Die Ratgeberkolumne von Heresta.

Wenn der (Mit-)Eigentümer einer Liegenschaft verstirbt, kann das Erbschaftsamt beauftragt werden, die Liegenschaft auf die Erbengemeinschaft zu übertragen. Doch damit ist nur der erste Schritt getan. Die Umschreibung auf die tatsächlichen Erben muss noch erfolgen. Dabei gibt es jedoch einige Fallstricke, deren sich die Erben oft nicht bewusst sind.

Ein Beispiel
Nehmen wir ein alltägliches Beispiel: Der Erblasser hinterlässt seine Ehefrau und zwei Kinder. Die Liegenschaft war zuvor im hälftigen Miteigentum der Ehegatten. Die Hälfte des Verstorbenen wird auf die Erbengemeinschaft übertragen. Für alle ist klar: Die Mutter soll die gesamte Erbschaft, inklusive Haus, vorerst behalten. Da niemand danach fragt, wird jedoch keine Umschreibung von der Erbengemeinschaft auf die Mutter vorgenommen. Die Liegenschaft bleibt vorerst auf die Mutter und die Erbengemeinschaft eingetragen. Die Mutter versteuert aber die gesamte Liegenschaft und bezahlt die fälligen Hypothekarzinsen. Später möchte die Mutter das Haus verkaufen und sich eine kleine Wohnung leisten. Plötzlich stellen die Kinder Fragen und möchten wissen, was mit ihrem Anteil geschieht, insbesondere wenn die Mutter einen neuen Partner kennenlernt oder ins Altersheim umziehen sollte.

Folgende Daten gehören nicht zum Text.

PR #18, opened 2018-05-29
Add initial routing logic for event messages

econchick:
Right now we just drop all messages that error out. The next commit(s) will add functionality to retry messages.

Add initial routing logic for event messages.

N/A

This does not yet allow for retries; it will drop any event message that errors out. Retry logic will be added after the initial release of Gordon. However if retry logic is needed, then it can be handled within the plugins individually.

**Release note**:

```release-note
Add initial routing logic for event messages.
```

@spotify/alf

### DIFF
--- a/gordon/router.py
+++ b/gordon/router.py
@@ -1,0 +1,170 @@
+# -*- coding: utf-8 -*-
+#
+# Copyright 2018 Spotify AB
+#
+# Licensed under the Apache License, Version 2.0 (the "License");
+# you may not use this file except in compliance with the License.
+# You may obtain a copy of the License at
+#
+# http://www.apache.org/licenses/LICENSE-2.0
+#
+# Unless required by applicable law or agreed to in writing, software
+# distributed under the License is distributed on an "AS IS" BASIS,
+# WITHOUT WARRANTIES OR CONDITIONS OF ANY KIND, either express or implied.
+# See the License for the specific language governing permissions and
+# limitations under the License.
+"""
+Core message routing logic for the plugins within Gordon Service.
+
+Messages received on the success channel will be routed to the next
+designated plugin phase. For example, a message that has a ``consume``
+phase will be routed to the installed enricher provider (or publisher
+provider if no enricher provider is installed).
+
+If a message fails its next phase, its phase will be updated to ``drop``
+and routed to the event consumer provider for cleanup.
+
+.. attention::
+
+    The :class:`GordonRouter` only supports the following two phase
+    routes:
+
+    1. consume -> enrich -> publish -> done
+    2. consume -> publish -> done
+
+    Future releases may support more configurable phase routings.
+
+"""
+
+import asyncio
+import logging
+
+from gordon import interfaces
+
+
+# TODO/NOTE (lynn): This is a temporary helper function to alias
+#                   entrypoints of plugins to a common name. In the
+#                   future, plugin interfaces will be updated to have a
+#                   common name for their entrypoint.
+def _set_plugin_entrypoint_aliases(plugin_dict):
+    # e.g. enricher_inst.process => enricher_inst.handle_message
+    entrypoints = {
+        'enricher': 'process',
+        'publisher': 'publish_changes',
+        'event_consumer': 'cleanup',
+    }
+    for plugin_name, func in entrypoints.items():
+        try:
+            plugin = plugin_dict[plugin_name]
+        except KeyError:  # if no enricher
+            continue
+        entry_point = getattr(plugin, func)
+        setattr(plugin, 'handle_message', entry_point)
+    return plugin_dict
+
+
+class GordonRouter:
+    """Route messages to the appropriate plugin destination.
+
+    .. attention::
+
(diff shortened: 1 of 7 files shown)


tests/unit/test_router.py
```diff
@@ -0,0 +1,158 @@
...
+
+
+@pytest.fixture()
+def router_inst(inited_plugins, plugin_kwargs):
+    inited_plugins.pop('runnable')
+    router_inst = router.GordonRouter(plugins=inited_plugins, **plugin_kwargs)
+    return router_inst
+
+
+class EventMsgStub:
```
descent3me: Is there a way [/any reason not] to explicitly use the interface in the class definition?  I realize I am missing some context on zope, and anyways we're not using it yet, but I thought we had mentioned somewhere that there is a way to enforce or assert that all required methods are implemented?

The thing I'm concerned about is if in the future we change the IEventMessage, but forget to update some routing method, our tests won't catch it because they're only testing against a Stub that maybe has nothing to do with the current state of the interface anymore.

tests/unit/test_router.py
```diff
@@ -0,0 +1,158 @@
...
+async def test_poll_channel(enricher, raises, router_inst, event_msg, caplog,
+                            monkeypatch):
+    next_phase = 'enrich'
+    if not enricher:
+        router_inst.phase_route.pop('enrich')
+        router_inst.phase_route['consume'] = next_phase = 'publish'
+
+    if raises:
+        next_phase = 'drop'
+        event_msg.phase = 'its_not_a_phase_mom'
```
descent3me: lol

gordon/router.py
```diff
@@ -0,0 +1,158 @@
...
+            processed due to problems.
+        plugins (dict): Implemented plugin provider names mapped to
+            their instantiated objects.
+    """
+    # TODO (lynn): Ideally this is configurable/extendable in future
+    #              iterations of gordon.
+    PHASE_TO_PLUGIN_MAPPER = {
+        'enrich': 'enricher',
+        'publish': 'publisher',
+        'done': 'event_consumer',
```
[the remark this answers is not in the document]
econchick: How about `cleanup`? since that's the method name attached to `event_consumer` that will be called?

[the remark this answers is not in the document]
descent3me: I feel like that might be too closely tied, since messages in 'drop' will also go to cleanup right?  I'm assuming the reason 'drop' and 'done' are separate here is so its obvious for implementers that they *can* do different things.  If one is named the same as the method they both go to, it might be more confusing why 'drop' is there as a separate phase.

tests/unit/test_router.py
econchick: Are you meaning something [like this](https://github.com/spotify/gordon/blob/develop/tests/unit/conftest.py#L38)? If so, then I just forgot to add that decorator to this. But it's also not _really_ needed because I don't do anything w/i the router that checks to see if the event message provided is in fact a provider for the interface. Typing that out makes me feel like I should somewhere, though... and agreeing with what you're saying w/r/t testing. I'll add that.

FWIW The functionality to assert a correct implementation isn't in gordon (or gordon janitor) yet (there's an internal ticket for that). The functionality to find out who _says_ they've implemented an interface exists in gordon/main.py - but anyone can declare they implement something with that aforementioned decorator. Not sure if that makes sense.

econchick:
@descent3me hej hej! I think I addressed everything; lmk if naming is still not that great. PTAL when you get a chance! 🙏 🌮

gordon/router.py
```diff
@@ -0,0 +1,162 @@
...
+    def _setup_phase_route(self):
+        path = {
+            'consume': 'publish',
+            'publish': 'cleanup',
+            'cleanup': 'cleanup',
+        }
+        if 'enricher' in self.plugins:
+            path['consume'] = 'enrich'
+            path['enrich'] = 'publish'
+        return path
```
descent3me: Tell me if I'm being too picky since it's just an local var, but could we call it `route` as well?

tests/unit/test_router.py
descent3me: Yep, that was the thing I meant!  I realize it doesn't do much yet, so its not a blocker for me to skip it.

econchick: Hey I just pushed another commit - I'll squash this if it looks good to you - that basically ignores event messages that do not "provide" the `IEventMessage` interface (to be switched to "verify" once we work on that ability).

gordon/router.py
```diff
@@ -120,6 +122,12 @@ def _get_next_phase(self, event_msg):
         return next_phase
 
     async def _route(self, event_msg, next_phase=None):
+        if not interfaces.IEventMessage.providedBy(event_msg):
+            msg = (f'Ignoring message "{event_msg}". Does not correctly '
+                   'implement `IEventInterface`.')
```
descent3me: I think you mean `IEventMessage`

econchick: ffffff you're right

econchick: @descent3me fixed! I feel like a dummy 🤦‍♀️

PR #19, opened 2018-05-29
Initial interface definitions for metrics.

econchick:

Defines interfaces for metrics plugins.

N/A

In discussing with @matt0bi, we kept this as generic as possible for now. It shouldn't be too difficult for someone to write - for instance - a [prometheus plugin](https://prometheus.io/docs/instrumenting/writing_clientlibs/) with their [python client](https://github.com/prometheus/client_python).

What @matt0bi and I imagine is within gordon core, it would load the metrics provider (very similar to how I approached it [here](https://github.com/spotify/gordon/pull/18/files#diff-6ef2c41f2a81ebf1e2f3f7c8065b9160R151)). If it doesn't find any, it would look to a `metrics.py` module (that's inside of core) to provide a metrics object.  Within `metrics.py`, it will try to import [`aioshumway`](https://github.com/spotify/aioshumway/blob/master/aioshumway/__init__.py#L86), and if it can't, it will default to a object that just logs out any metrics given. 

This allows us to not have to separately package an interface implementation for aioshumway. We'd add `extras_require={'aioshumway': ['aioshumway']}` and then `pip install gordon['aioshumway']` similar to how to do with [ulogger](https://github.com/spotify/ulogger/blob/master/setup.py#L103).

The intended API of the implemented `aioshumway` interface (and default metric logger interface) would be pretty much exactly how we use shumway already:

```python
metrics = aioshumway.MetricRelay('gordon')  # or a logger with the same API
# initialize available plugins w/ metrics object during loading, similar to the channels

# implements publisher interface
class SomePublisher:
    def __init__(self, config, ..., metrics):
        self.config = config
        self.metrics = metrics

    def publish_changes(self, event_msg):
        # do some publishing
        await self.metrics.incr('records-published', len(records))
```

Since [`incr`](https://github.com/spotify/aioshumway#initialize-a-counter-with-a-value) behavior in aioshumway does not yet emit the metrics, the interface implementation in `metrics.py` will have to overwrite the `incr` method to call `emit` right afterwords. This is future-proofing a little bit, allowing future metrics implementations that are pull-based (which prometheus is by default) to work, while still automatically emitting our own metrics. Sorry if that's confusing... 

**Release note**:

```release-note
Add interface definitions for a metrics plugin.
```

@spotify/alf

### DIFF
--- a/gordon/interfaces.py
+++ b/gordon/interfaces.py
@@ -120,3 +120,46 @@ class IPublisherClient(IGenericPlugin):
         Args:
             event_msg (IEventMessage): Message ready to be sent to destination.
         """
+
+
+class IMetricRelay(Interface):
+    """Create and publish (push) metrics on demand."""
+
+    def incr(metric_name, value=1):
+        """Increment a metric. Create one if new."""
+
+    def timer(metric_name):
+        """Return a :class:`ITimerMetric`. Create one if new."""
+
+    def set_counter(metric_name, counter):
+        """Set a :class:`ICounterMetric` object to a given metric name."""
+
+    def set_timer(metric_name, timer):
+        """Set a :class:`ITimerMetric` to a given metric name."""
+
+
+class IGenericMetric(Interface):
+    """**Do not** implement this interface directly.
+
+    Use :class:`ICounterMetric` or :class:`ITimerMetric`
+    instead.
+    """
+
+
+class ICounterMetric(IGenericMetric):
+    """Monotonically increasing counter object."""
+
+    value = Attribute('Count value, must start at 0.')
+
+    def incr(value=1):
+        """Increase counter by 1 or a given amount."""
+
+
+class ITimerMetric(IGenericMetric):
+    """Timer for a block of code."""
+    value = Attribute('Timed value, must be a positive number.')
+
+
+class IGaugeMetric(IGenericMetric):
+    """An instantaneous measurement of a value."""
+    value = Attribute('Measured value.')
--- a/docs/api.rst
+++ b/docs/api.rst
@@ -38,3 +38,18 @@ interfaces
 
 .. autointerface:: gordon.interfaces.IGenericPlugin
     :members:
+
+.. autointerface:: gordon.interfaces.IMetricRelay
+    :members:
+
+.. autointerface:: gordon.interfaces.ICounterMetric
+    :members:
+
+.. autointerface:: gordon.interfaces.ITimerMetric
+    :members:
+
+.. autointerface:: gordon.interfaces.IGaugeMetric
+    :members:
+
+.. autointerface:: gordon.interfaces.IGenericMetric
+    :members:


econchick:
In sketching this out yesterday, it helped me to draft out the potential usage of the API defined in the interface. I made [this WIP branch](https://github.com/spotify/gordon/tree/wip/metrics-provider) - specifically a [metrics.py](https://github.com/spotify/gordon/blob/wip/metrics-provider/gordon/metrics.py) module - that shows my idea process, and could be used by whomever ends up implementing the interface for [aioshumway](https://github.com/spotify/aioshumway).

gordon/interfaces.py
```diff
@@ -120,3 +120,41 @@ class IPublisherClient(IGenericPlugin):
...
+
+    Use :class:`ICounterMetric` or :class:`ITimerMetric`
+    instead.
+    """
+
+
+class ICounterMetric(IGenericMetric):
+    """Monotonically increasing counter object."""
+
+    value = Attribute('Value, must start at 0.')
```
matt0bi: :thinking: What do you think about changing this attribute from `value` to `counter`? Or adding that word to the attribute's description, eg. _Counter. Must start at 0._?

`value` is nice in that all the metric objects (only Counter and Timer now) have a uniform interface. But `counter` and `timing` would be more descriptive at the cost of less uniformity. Thoughts?

gordon/interfaces.py
```diff
@@ -120,3 +120,41 @@ class IPublisherClient(IGenericPlugin):
...
+
+class IGenericMetric(Interface):
+    """**Do not** implement this interface directly.
+
+    Use :class:`ICounterMetric` or :class:`ITimerMetric`
+    instead.
+    """
+
+
+class ICounterMetric(IGenericMetric):
```
matt0bi: Do you think we will need a gauge-type metric as well for reporting changing numbers? For example, Gordon may jump between reporting a high number of messages (if the janitor sends out a lot of changes) and a low number if things are particularly quiet.

I'm not sure if a Counter metric would satisfy this situation in a long-running service like Gordon. I think that in cases like this we used to use shumway's Metric objects to fire off one off metrics.

gordon/interfaces.py
econchick: I'm cool for updating the description, but changing the actual attribute name to be more specific per metric would make it a bit more difficult to work with. It allows us to not know which object type we're working with but still call something like `update`, much like how shumway works (i.e. [counter](https://github.com/spotify/shumway/blob/master/shumway/__init__.py#L68), [timer](https://github.com/spotify/shumway/blob/master/shumway/__init__.py#L84)).

econchick:
@matt0bi updated! PTAL, thank you :)

gordon/interfaces.py
```diff
@@ -120,3 +120,46 @@ class IPublisherClient(IGenericPlugin):
...
+    """Monotonically increasing counter object."""
+
+    value = Attribute('Count value, must start at 0.')
+
+    def incr(value=1):
+        """Increase counter by 1 or a given amount."""
+
+
+class ITimerMetric(IGenericMetric):
```
matt0bi: One last Q: should the ITimerMetric iface specify a context manager interface? Or are we ok with timers sometimes _not_ being context managers?

econchick: I'm okay with them not being context managers, because they could be decorators ([prometheus example](https://github.com/prometheus/client_python#summary)).

matt0bi:
LGTM :+1:

gordon/interfaces.py
```diff
@@ -120,3 +120,46 @@ class IPublisherClient(IGenericPlugin):
         Args:
             event_msg (IEventMessage): Message ready to be sent to destination.
         """
+
+
+class IMetricRelay(Interface):
```
descent3me: What do you see the role of the metrics relay being in Gordon?  I've found limited use for it from Shumway and I'm concerned about codifying the design elsewhere. My thinking is that for our use case it makes sense to have an object that stores the socket information to ffwd, and an `emit` type method. For other users I can see the value of a some sort of internal data store of metrics and a `pull` method. I do also have a concern about trying to force two different use cases (socket store, emit) and (metrics store, pull) into the same abstraction, making it harder to understand both, since there seems to be very little overlap.

gordon/interfaces.py
```diff
@@ -120,3 +120,46 @@ class IPublisherClient(IGenericPlugin):
...
+    """Create and publish (push) metrics on demand."""
+
+    def incr(metric_name, value=1):
```
descent3me: For this and `timer`, I think having one method that does two things is of limited value and confusing. I also am worried that it is another layer of abstraction that has to be kept in step between the end user and the init method of the metric itself, which has shown to be a problem in Shumway.

gordon/interfaces.py
```diff
@@ -120,3 +120,46 @@ class IPublisherClient(IGenericPlugin):
...
+        """Increment a metric. Create one if new."""
+
+    def timer(metric_name):
+        """Return a :class:`ITimerMetric`. Create one if new."""
+
+    def set_counter(metric_name, counter):
```
descent3me: I don't understand why this and `set_timer` are separate methods, couldn't `add_metric(metric)` be just as useful? I also disagree that the metric name should be stored with the relay rather than the metric itself

gordon/interfaces.py
descent3me: This is outdated convo, right? There is a Gauge below.

PR #21, opened 2018-06-05
Update plugin_loader to load metrics plugin; Add FFWD metrics plugin

matt0bi:

This PR updates the plugin loader to pick and load a metrics and to pass it to all the other plugins. It also implements a simple FFWD-compatible metrics plugin that adheres to the IMetricRelay interface and which can be used to push metrics to FFWD. 

N/A

The FFWD plugin is included by default in order to avoid creating another repository. Since FFWD is our current choice for metrics, it makes sense if we include and support it as part of Gordon. Because users select the metrics plugin through the configuration file, including it doesn't mean users are forced to use FFWD.

The FFWD plugin doesn't use or depend on [aioshumway](https://github.com/spotify/aioshumway/). We opted for this in order to break away from the shumway interface, which we wouldn't use in any way apart from the `MetricRelay.emit` method, and to have one less dependency, which also affords us more flexibility. 

This PR doesn't include the default metrics plugin, which, instead of emitting metrics, will log them to stdout. The next PR will. 

**Release note**:

```release-note
Enable plugin loader to load metrics plugin.
Add FFWD-compatible metrics plugin.
```

@spotify/alf

### DIFF
--- a/gordon/interfaces.py
+++ b/gordon/interfaces.py
@@ -147,10 +147,8 @@ class ITimer(Interface):
     async def __aexit__(type, value, traceback):
         """Exit context manager to stop timing."""
 
-
     async def start():
         """Start timing."""
-
 
     async def stop():
         """End timing."""
--- a/gordon/interfaces.py
+++ b/gordon/interfaces.py
@@ -125,14 +125,32 @@ class IPublisherClient(IGenericPlugin):
 class IMetricRelay(Interface):
     """Manage Gordon metrics."""
 
-    def incr(metric_name, value=1):
+    async def incr(metric_name, value=1, **kwargs):
         """Increase counter metric by 1 or a given amount."""
 
-    def timer(metric_name):
-        """Time a block of code."""
+    def timer(metric_name, **kwargs):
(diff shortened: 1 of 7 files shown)


gordon/interfaces.py
```diff
@@ -125,14 +125,32 @@ class IPublisherClient(IGenericPlugin):
...
+    async def set(metric_name, value, **kwargs):
         """Set a gauge metric to a given value."""
 
-    def cleanup():
+    async def cleanup(**kwargs):
         """Perform cleanup tasks related to metrics handling."""
+
+
+class ITimer(Interface):
+    """Timer support]ing both manual operation and use as a context manager."""
```
econchick: Typo (`]`)

matt0bi:
Closing in order to to make a new PR (#22) that adheres to our branch naming flow.

descent3me:
D'oh!  Good thinking about the branch naming @matt0bi! I forgot about that.

matt0bi:
@descent3me it was @econchick's eagle eyes that caught this :)

PR #917, opened 2020-06-06
NOOP: Format all layer's SQL code

nyurik:
I would like to reformat all of our SQL to have a consise coding style.
This makes it far easier to understand the code for a casual contributor,
and lets us spot errors more easily.

Most importantly, it makes it much easier to grep (search) the code because it is more likely to be in the same syntax

Some key changes:
* SQL keywords are always UPPERCASE, e.g. `SELECT WHEN AS END ...`
* types, variables, aliases, and field names (identifiers) are always lower case
* `LANGUAGE 'plpgsql'` is now `LANGUAGE plpgsql` (no quotes)
* a few minor spacing/semicolon cleanups


TomPohys:
Hi @nyurik, thanks for this big clean up. 

Based on [PostgreSQL Docs](https://www.postgresql.org/docs/9.6/sql-createfunction.html) should be [RETURNS TABLE](https://github.com/openmaptiles/openmaptiles/pull/917/files#diff-bec695f5c5f648d663f03bda324558ceR6) in upper case. 

and `LANGUAGE plpgsql;` vs. `LANGUAGE SQL;`

Based on [PostgreSQL Docs](https://www.postgresql.org/docs/9.6/sql-createtrigger.html) should be [NEW and OLD](https://github.com/openmaptiles/openmaptiles/pull/917/files#diff-c0284b5d204184e44b839bf40d3bdf74R98) in upper case.

Could you please add united format to these?

Thanks

nyurik:
@TomPohys i could adjust those, but please note that PostgreSQL docs are not consistent here:  `table` is the TYPE, so if documentation states `CREATE FUNCTION foo(int, int default 42)` (types like `int` are in the lower case), `table` in theory should also be lower case. Anyway, I will adjust.

frodrigo:
Which tool did you use to format the code?

I find the align of `AS` counterproductive when diff code, all fields may be in diff just to change the align of the AS.

I also dislike some other part of the formatting, but It is more personal.

nyurik:
I used inteli j idea, but I'm ok with any tool as long as we use it consistently. The old code was a bit of a mess stylistically and was hard to read.

frodrigo:
Is it a one shoot reformatting? If so, can I make a PR to remove the extra space before the AS ?

frodrigo:
I finally got it, It is in the non free intellij idea version.

Could be nice to share yours setting.

PR #918, opened 2020-06-06
Fix & optimize incorrect function declarations

nyurik:
* All functions that access database must be declared as `STABLE`, not `IMMUTABLE` -- because database can change at any moment, e.g. during an update
* tagged a few functions as `STRICT` -- passing `NULL` as a parameter will always result in a `NULL
* tagged one function as parallel safe

NOTE: somehow `ST_AsMVT()` method of tile generation is showing 70-90% slowdown with this patch. I am not sure of why this is happening. If the reason is the `IMMUTABLE` -> `STABLE` change, we may have to dig deeper into PG optimization

### DIFF
--- a/.env
+++ b/.env
@@ -38,3 +38,6 @@ IMPOSM_CONFIG_FILE=/usr/src/app/config/repl_config.json
 BORDERS_CLEANUP_FILE=data/borders/cleanup.pbf
 BORDERS_PBF_FILE=data/borders/filtered.pbf
 BORDERS_CSV_FILE=data/borders/lines.csv
+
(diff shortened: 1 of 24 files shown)


TomPohys:
Hi @nyurik, thanks for optimizations. How these changes affect tile generation through mapnik?

nyurik:
I do not know -- most of these are not optimizations, they are bug fixes -- it was a mistake to use `immutable` -- if you run update, the DB could produce incorrect results.

TomPohys:
Hi @nyurik, do you still testing the performance? Should we mark this PR as Draft?

PR #921, opened 2020-06-06
Fix `clean-unnecessary-docker` make target

zstadler:
Add missing `-q` flag


zstadler:
Please note the margins of error in the above evaluation.
AFAIK, the changed line was not activated by any of the tests.

PR #928, opened 2020-06-09
[BREAKING] Remove name_en and name_de

### LINKED ISSUE #796: Strategy for dependent layer's code
We currently have some hidden cross-layer dependencies that cannot be easily tracked.

For example, `waterway_brunnel` function is used in [waterway](https://github.com/openmaptiles/openmaptiles/blob/master/layers/waterway/waterway.sql#L1) and [water](https://github.com/openmaptiles/openmaptiles/blob/master/layers/water/water.sql#L56) layers. At the moment the declaration is identical, but this only works if functions are imported sequentially, and we don't accidentally modify just one of them and forgetting the other.

Another example is `highway_class` function, declared in `transportation` layer, but used in both `transportation` and `transportation_name` layers.

One possible solution is to have dependency tracking: each layer can define what other layers it depends on. So `transportation_name` would list `transportation` as a dependency.

```yaml
layer:
  id: "transportation_name"
  requires: "transportation"   # this can be a string or a list of strings
```

nyurik:
Closes #796 and includes some of the same code as in #910 (rebased) by @kukulich

This PR removes both `name_en` and `name_de` fields from all layers.

This PR requires some changes to the styling as well:
current styles use `name_en` and `name_de` instead of `name:en` and `name:de`.
All other languages are already done in the new system.

TODO: decide how to handle `name_int` and `name_latin`.


layers/transportation_name/update_transportation_name.sql
```diff
@@ -57,12 +55,8 @@ SELECT (ST_Dump(geometry)).geom                AS geometry,
...
          SELECT ST_LineMerge(ST_Collect(geometry)) AS geometry,
                 name,
-                name_en,
-                name_de,
-                hstore(string_agg(nullif(slice_language_tags(tags ||
-                                                             hstore(ARRAY ['name', name, 'name:en', name_en, 'name:de', name_de]))::text,
-                                         ''), ','))
-                                                   AS "tags",
+                hstore(string_agg(nullif(slice_language_tags(tags || hstore(ARRAY ['name', name]))::text, ''),
+                                  ',')) AS "tags",
```
zstadler, line 59:
```suggestion
                hstore(string_agg(nullif(slice_language_tags(tags)::text, ''), ',')) AS "tags",
```

I can see why `name_en` and `name_de` were originally added to `tags` - their value **was** computed earlier using `name`, `name:en` and `name:de`:
https://github.com/openmaptiles/openmaptiles/blob/fb7c1ef42b4fdb21f98466274b8e4636047739cb/layers/transportation_name/layer.sql#L27-L28

I fail to see the purpose of adding `name` to `tags` - `name` is included in the result as a separate column and it is not used by the `{name_languages}` expression:
https://github.com/openmaptiles/openmaptiles/blob/9bcc51919d3f6167e92cd10f696e1cecfec81c0b/layers/transportation_name/transportation_name.yaml#L87

ZeLonewolf:
@TomPohys are we able to proceed with breaking changes like this targeting 4.0 or do we still expect 3.x development to continue on mainline?

PR #929, opened 2020-06-10
Change GitHub Actions to dedicated server

TomPohys:
Change Github Actions to the dedicated server name "ralph"

### DIFF
--- a/.github/workflows/tests.yml
+++ b/.github/workflows/tests.yml
@@ -11,7 +11,7 @@ jobs:
 
   integrity_test:
     name: Run integrity test
-    runs-on: ubuntu-latest
+    runs-on: ralph
     steps:
 
       - name: Checkout the changes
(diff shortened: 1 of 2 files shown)


nyurik:
Also, note that the test did not complete -- so the custom server must still be down

daliborjanak:
It is, we are working on it. It will be solved today

.github/workflows/tests.yml
```diff
@@ -23,6 +23,9 @@ jobs:
           MIN_ZOOM: 0
           MAX_ZOOM: 14
         run: |
+          # For now, change the quickstart values directly in the .env file
```
nyurik, line 26: why is this being added?

TomPohys: MAX_ZOOM: 14 was not taken. Please look into old integrity test on monaco-dc_config.yaml

PR #932, opened 2020-06-12
Remove alignment of AS in SQL and few others

frodrigo:
Remove alignment of `AS` in `SELECT` and type in declaration in order to keep it more maintainable manually.

- Keep the AS close, it is easier to read, far `AS` on the right is relay not obvious.
- Make the diff smaller on edge case as no need to realign all the code block.


frodrigo:
Rebase/redo commit.

But the CI fails inconsistently.

frodrigo:
Thank

PR #944, opened 2020-06-26
Make more simple incremental update

frodrigo:
Replacing update on the whole table with an update only on changed rows.

The goal is to update more quickly by just updating the changing content.
The update now focus on osm_id of changed rows, it use index. Add a where clause tags != update_tags(tags, geometry) en ensure only update when changed.

It requires one more trigger and a table to store changed osm_id.

The UPDATE is keep in a function to be reusable for initial setup and trigger update.

I try many code layout before done it in this way with the goal to keep the code for initial pass and for update. It should have low impact on initial data load. Better performance for row update can be achieve with BEFORE UPDATE, but require to duplicate the logic.

It is not based on the already merged https://github.com/openmaptiles/openmaptiles/pull/896 because calling and update within a function for each updated row was not efficient for larger table (like housenumber).

It addresses #814.

### DIFF
--- a/layers/aerodrome_label/update_aerodrome_label_point.sql
+++ b/layers/aerodrome_label/update_aerodrome_label_point.sql
@@ -1,25 +1,44 @@
 DROP TRIGGER IF EXISTS trigger_flag ON osm_aerodrome_label_point;
+DROP TRIGGER IF EXISTS trigger_store ON osm_aerodrome_label_point;
 DROP TRIGGER IF EXISTS trigger_refresh ON aerodrome_label.updates;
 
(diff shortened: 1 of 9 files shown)


frodrigo:
Benchmark on Wales extract. Using same extract date and same update range (20 daily updates).
Size: 77 MB

Master
* Import time 932 s
* AVG update time : 191.7 s (std dev 14.8)
* Median update time : 188.4 s

This PR
* Import time 913 s (-1.9%), no special reason to be faster
* AVG update time : 175.6 s (std dev 13.9)
* Median update time : 172.8 s

Update are 8.3% faster.

PR #950, opened 2020-07-22
Fix More fail safe incremental update on water_lakeline and water_point (#949)

frodrigo:
Sorry my PR from yesterday was buggy. It seems obvious and not fully tested.
One of the change need to be fixed.


TomPohys:
No problem. The test was passed and I was not expecting any problem. Thanks for fix.

PR #972, opened 2020-08-30
Expose COPY_CONCURRENCY to users

bravetheheat:
Allow users to override how the number of threads used when generating map vector tiles.


TomPohys (approved):

TomPohys:
Thanks, @bravetheheat.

Glücklicherweise konnte in diesem Fall ein klärendes Gespräch geführt werden, und die Bedürfnisse der einzelnen Familienmitglieder wurden erfasst. Es wurde beschlossen, einen schriftlichen Teilungsvertrag aufzusetzen. Darin wurden genau diese Eventualitäten festgehalten, sodass sich alle sicher fühlten. Der Teilungsvertrag konnte beim Grundbuchamt eingereicht werden und die Teilung wurde viele Jahre später korrekt vollzogen. Wären sich jedoch nicht alle Erben einig gewesen, hätte im schlimmsten Fall das Gericht über die Teilung entscheiden müssen, und die Ehefrau hätte das Haus so lange nicht verkaufen können.